Copy out all of the entries exactly as they appear.

== DATA LISTING ==

PR #578, opened 2023-11-27
Fix benches and examples and check them in CI

### LINKED ISSUE #579: Failed to compile benches: no method named `slice` found
Hi there 👋 

I am trying to run benchmarks and getting bunch of error regarding missing method names:
```
$ cargo bench
...
error[E0599]: no method named `slice` found for struct `Repeated` in the current scope
   --> benches/lex.rs:129:53
    |
129 |         let digits = one_of(b'0'..=b'9').repeated().slice();
    |                                                     ^^^^^ method not found in `Repeated<OneOf<RangeInclusive<u8>, _, _>, _, _, _>`
...
```

Is there a way to get it working? I haven't really looked at the code precisely trying to fix the error, I had hoped that someone with knowledge of the library can give some tips.

Thanks!
Oleg

wackbyte:
This should prevent them from becoming out-of-date. I chose not to test them with the MSRV since it would be an unnecessary restriction. Closes #579.

Note: Is the use/position of `#[allow(clippy::let_and_return)]` okay, should it be moved, or should it be removed and fixed?

### DIFF
--- a/.github/workflows/rust.yml
+++ b/.github/workflows/rust.yml
@@ -23,11 +23,11 @@ jobs:
             toolchain: nightly
             components: rustfmt, clippy
       - name: Run cargo check (all features)
-        run: cargo check --tests --verbose --all-features
+        run: cargo check --benches --examples --tests --verbose --all-features
       - name: Run cargo check (no features)
-        run: cargo check --tests --verbose --no-default-features
+        run: cargo check --benches --examples --tests --verbose --no-default-features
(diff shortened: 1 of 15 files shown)


wackbyte:
I bumped winnow to the latest version--should `cargo update` be run at some point to bump all dependencies since the `Cargo.lock` is checked in?

zesterer:
Thanks! All looks good here.

PR #592, opened 2024-01-27
Use diagnostic namespace, make message appear on ParserSealed mismatches

CraftSpider:
This should slightly improve the situation for trait errors. We don't get *too* much control over the diagnostic, but I tried to push the bits important to the front.

### DIFF
--- a/src/lib.rs
+++ b/src/lib.rs
@@ -3501,8 +3501,3 @@ mod tests {
         }
     }
 }
-
-fn foo() {
-    use prelude::*;
-    let p = any::<&str, extra::Default>().or(any().to(()));
-}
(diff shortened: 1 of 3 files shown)


CraftSpider:
Note that this will be an MSRV bump when it happens, but that the on_unimplemented diagnostic is *currently* in FCP to stabilize. That isn't a guarantee obviously, but it's a lot more likely to stabilize than a `rustc_attr`, which never will.

zesterer:
Awesome!

zesterer (approved):
You have merge perms, right?

CraftSpider:
I do - I'll merge this, then probably make another thing to fix the check build.

PR #595, opened 2024-02-01
Revert MapExtra lifetime commit (and re-move to input module)

zyansheep:


zyansheep:
Note to self: DONT FORGET TO RUN WITH ALL FEATURES ENABLED :sob:

zesterer:
Looks like there a few more things that need fixing as per the CI failures.

zyansheep:
Okay, it should be good to merge now. The only thing that might be of concern is the revert changed the slice() function from:
        `self.inp.slice(self.before..self.after)`
to:
        `self.inp.slice_since(self.before..)`

zesterer:
> Okay, it should be good to merge now. The only thing that might be of concern is the revert changed the slice() function from: `self.inp.slice(self.before..self.after)` to: `self.inp.slice_since(self.before..)`

That would be an incorrect change, I think `.slice(...)` is correct here. Any chance you could remake that change?

zyansheep:
Fixed the issue but I think latest nightly broke CI :(
Works locally on cargo 1.78.0-nightly (cdf84b69d 2024-02-02), but is broken in the CI on 2024-02-05.
My nix rust overlay isn't recent enough to test that version tho...

zesterer:
Argh, that's annoying, looks like we might need to update `ahash`. I'll merge this regardless, thanks!

zesterer:
Hmm, I admit I'm still a little confused by the original issue you had. What lifetime error were you running into again?

zyansheep:
I'm not sure exactly, but I think it may have had something to do with a lifetime being joined / not stored on the MapExtra struct.
The commit where it bugs is here: https://github.com/libdither/disp/tree/c65ac0d3e7e4f610bd5f3f18cf4a86d042dc5b6b and I bisected it back to the commit where the extra lifetime is removed.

===

### [WRITTEN ANSWER]
PR #578, opened 2023-11-27
Fix benches and examples and check them in CI

### LINKED ISSUE #579: Failed to compile benches: no method named `slice` found
Hi there 👋 

I am trying to run benchmarks and getting bunch of error regarding missing method names:
```
$ cargo bench
...
error[E0599]: no method named `slice` found for struct `Repeated` in the current scope
   --> benches/lex.rs:129:53
    |
129 |         let digits = one_of(b'0'..=b'9').repeated().slice();
    |                                                     ^^^^^ method not found in `Repeated<OneOf<RangeInclusive<u8>, _, _>, _, _, _>`
...
```

Is there a way to get it working? I haven't really looked at the code precisely trying to fix the error, I had hoped that someone with knowledge of the library can give some tips.

Thanks!
Oleg

wackbyte:
This should prevent them from becoming out-of-date. I chose not to test them with the MSRV since it would be an unnecessary restriction. Closes #579.

Note: Is the use/position of `#[allow(clippy::let_and_return)]` okay, should it be moved, or should it be removed and fixed?

### DIFF
--- a/.github/workflows/rust.yml
+++ b/.github/workflows/rust.yml
@@ -23,11 +23,11 @@ jobs:
             toolchain: nightly
             components: rustfmt, clippy
       - name: Run cargo check (all features)
-        run: cargo check --tests --verbose --all-features
+        run: cargo check --benches --examples --tests --verbose --all-features
       - name: Run cargo check (no features)
-        run: cargo check --tests --verbose --no-default-features
+        run: cargo check --benches --examples --tests --verbose --no-default-features
(diff shortened: 1 of 15 files shown)


wackbyte:
I bumped winnow to the latest version--should `cargo update` be run at some point to bump all dependencies since the `Cargo.lock` is checked in?

zesterer:
Thanks! All looks good here.

PR #592, opened 2024-01-27
Use diagnostic namespace, make message appear on ParserSealed mismatches

CraftSpider:
This should slightly improve the situation for trait errors. We don't get *too* much control over the diagnostic, but I tried to push the bits important to the front.

### DIFF
--- a/src/lib.rs
+++ b/src/lib.rs
@@ -3501,8 +3501,3 @@ mod tests {
         }
     }
 }
-
-fn foo() {
-    use prelude::*;
-    let p = any::<&str, extra::Default>().or(any().to(()));
-}
(diff shortened: 1 of 3 files shown)


CraftSpider:
Note that this will be an MSRV bump when it happens, but that the on_unimplemented diagnostic is *currently* in FCP to stabilize. That isn't a guarantee obviously, but it's a lot more likely to stabilize than a `rustc_attr`, which never will.

zesterer:
Awesome!

zesterer (approved):
You have merge perms, right?

CraftSpider:
I do - I'll merge this, then probably make another thing to fix the check build.

PR #595, opened 2024-02-01
Revert MapExtra lifetime commit (and re-move to input module)

zyansheep:


zyansheep:
Note to self: DONT FORGET TO RUN WITH ALL FEATURES ENABLED :sob:

zesterer:
Looks like there a few more things that need fixing as per the CI failures.

zyansheep:
Okay, it should be good to merge now. The only thing that might be of concern is the revert changed the slice() function from:
        `self.inp.slice(self.before..self.after)`
to:
        `self.inp.slice_since(self.before..)`

zesterer:
> Okay, it should be good to merge now. The only thing that might be of concern is the revert changed the slice() function from: `self.inp.slice(self.before..self.after)` to: `self.inp.slice_since(self.before..)`

That would be an incorrect change, I think `.slice(...)` is correct here. Any chance you could remake that change?

zyansheep:
Fixed the issue but I think latest nightly broke CI :(
Works locally on cargo 1.78.0-nightly (cdf84b69d 2024-02-02), but is broken in the CI on 2024-02-05.
My nix rust overlay isn't recent enough to test that version tho...

zesterer:
Argh, that's annoying, looks like we might need to update `ahash`. I'll merge this regardless, thanks!

zesterer:
Hmm, I admit I'm still a little confused by the original issue you had. What lifetime error were you running into again?

zyansheep:
I'm not sure exactly, but I think it may have had something to do with a lifetime being joined / not stored on the MapExtra struct.
The commit where it bugs is here: https://github.com/libdither/disp/tree/c65ac0d3e7e4f610bd5f3f18cf4a86d042dc5b6b and I bisected it back to the commit where the extra lifetime is removed.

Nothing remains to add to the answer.